Dive Brief:
- Massachusetts has become the first state in the country to require drug companies to provide a means for consumers to safely dispose unwanted medications. This law comes six months after President Barack Obama signed legislation allowing states to create such take-back programs for prescription and over-the-counter medications.
- The law is intended to give the state a way to keep drugs from getting flushed or tossed in the trash, and to ultimately divert from waterways and drinking water as well as prevent drug abuse and accidental drug ingestion-related harm.
- Six California counties and one in Washington require pharmaceutical companies to pay for collection of unwanted prescription drugs, and the Massachusetts Department of Public Health will look toward those models to develop its own regulations and means to implement the law.
Dive Insight:
"Pharmaceutical pollution" is becoming a buzz term among environmental and public health communities. About one-third of prescription and over-the-counter medications are going unused, generating a need to address their safe disposal and reverse the current trend, which is to toss over $1 billion in wasted drugs in the trash, flush them, or stash them in medicine cabinets yearly.

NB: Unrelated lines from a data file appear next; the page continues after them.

PR #283, opened 2017-01-07
Fix null streams

Sam1301:
EDIT:
Currently stream objects retrieved from messages are null throughout the project. I have corrected this by querying a stream object when we fetch new messages.

- listen for add, remove and update operations for subscription type events
- listen for muted topics events.
- in user configuration response, also get unsubscribed streams to ensure streams are not null in the message list.

### DIFF
--- a/app/src/main/java/com/zulip/android/models/Message.java
+++ b/app/src/main/java/com/zulip/android/models/Message.java
@@ -235,6 +235,11 @@ public class Message {
                     for (Message m : messages) {
                         Person person = Person.getOrUpdate(app, m.getSenderEmail(), m.getSenderFullName(), m.getAvatarUrl());
                         m.setSender(person);
+                        Stream stream = null;
+                        if (m.getType() == MessageType.STREAM_MESSAGE) {
+                            stream = Stream.getByName(app, m.getRecipients());
+                        }
+                        m.setStream(stream);
                         messageDao.createOrUpdate(m);
                     }
                     return null;
--- a/app/src/main/java/com/zulip/android/models/Stream.java
+++ b/app/src/main/java/com/zulip/android/models/Stream.java
@@ -39,7 +39,7 @@ public class Stream {
     private String description;
 
     @SerializedName("subscribers")
-    private List<Integer> subscribers;
+    private List<String> subscribers;
 
     @SerializedName("pin_to_top")
     private boolean pinToTop;
@@ -211,4 +211,12 @@ public class Stream {
         return null;
     }
 
+    public void setFetchColor(String fetchedColor) {
+        this.fetchedColor = fetchedColor;
+        getParsedColor();
+    }
+
+    public void setInHomeView(boolean inHomeView) {
+        this.inHomeView = inHomeView;
+    }
 }
--- a/app/src/main/java/com/zulip/android/activities/ExpandableStreamDrawerAdapter.java
+++ b/app/src/main/java/com/zulip/android/activities/ExpandableStreamDrawerAdapter.java
@@ -7,6 +7,7 @@ import android.widget.SimpleCursorTreeAdapter;
 
 import com.zulip.android.ZulipApp;
 import com.zulip.android.models.Message;
+import com.zulip.android.models.Stream;
 import com.zulip.android.util.ZLog;
 
 import java.sql.SQLException;
@@ -35,7 +36,7 @@ public class ExpandableStreamDrawerAdapter extends SimpleCursorTreeAdapter {
         try {
             results = ZulipApp.get().getDao(Message.class).queryRaw("SELECT DISTINCT subject, count(case when messages.id > " + pointer + " or messages." + Message.MESSAGE_READ_FIELD + " = 0 then 1 end) as unreadcount FROM messages " +
                     "JOIN streams ON streams.id=messages.stream " +
-                    "WHERE streams.id=" + groupCursor.getInt(0) + " group by subject").getResults();
+                    "WHERE streams.id=" + groupCursor.getInt(0) + " and streams." + Stream.SUBSCRIBED_FIELD + " = " + "1 group by subject").getResults();
         } catch (SQLException e) {
             ZLog.logException(e);
         }
--- a/app/src/main/java/com/zulip/android/activities/RecyclerMessageAdapter.java
+++ b/app/src/main/java/com/zulip/android/activities/RecyclerMessageAdapter.java
@@ -443,8 +443,8 @@ public class RecyclerMessageAdapter extends RecyclerView.Adapter<RecyclerView.Vi
                 } catch (SQLException e) {
                     ZLog.logException(e);
                 }
+                zulipApp.markMessageAsRead(message);
             }
-            zulipApp.markMessageAsRead(message);
         } catch (NullPointerException e) {
             Log.w("scrolling", "Could not find a location to scroll to!");
         }
--- a/app/src/main/java/com/zulip/android/activities/ZulipActivity.java
+++ b/app/src/main/java/com/zulip/android/activities/ZulipActivity.java
@@ -1,13 +1,6 @@
 package com.zulip.android.activities;
 
 import android.Manifest;
-import java.sql.SQLException;
-import java.util.Arrays;
-import java.util.HashMap;
-import java.util.List;
-import java.util.concurrent.Callable;
-import java.util.ArrayList;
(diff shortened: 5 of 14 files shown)


smarx:

kunall17:
Awesome work @sam1301 but can you please put the second commit into a new PR!

Sam1301:
sure :+1:

Sam1301:
As stream objects will be added to each message, we would need to reset the existing database which has null values for streams in each message. Hence, I have suggested to bump up the database version which would reset the database and new messages will be fetched.

kunall17:
Nice work! 
Works as excepted. 

@timabbott LGTM, just FYI this upgrades the database version hence all the existing data are dropped and reloaded we have to take this big step because the streams saved in the messages table are null therefore which is causing problems in other features! 
There is no noticeable UI change as sam1301 stated no re-login required!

Drug take-back programs are intended to prevent these potentially dangerous products from making their way into waste streams.
"This law will save money for Massachusetts governments, which traditionally bear the burden of paying for proper disposal. It will also cover the cost of safe medication disposal, including at local pharmacies that are pillars of our communities," said Scott Cassel, chief executive officer of the Product Stewardship Institute.
SWANA wants to see other stakeholders follow in suit.
"As an organization, we support efforts that minimize the health, safety, and environmental impacts of improperly disposing of any product, especially something as easily mishandled as prescription drugs. We encourage suppliers, retailers, local governments, and consumers, as well as manufacturers to actively participate in systems to recover unused medications," said SWANA CEO David Biderman.
Moving forward, Los Angeles County, CA and Cook County, IL may be the next municipalities to implement ordinances to set up financed medication take-back programs.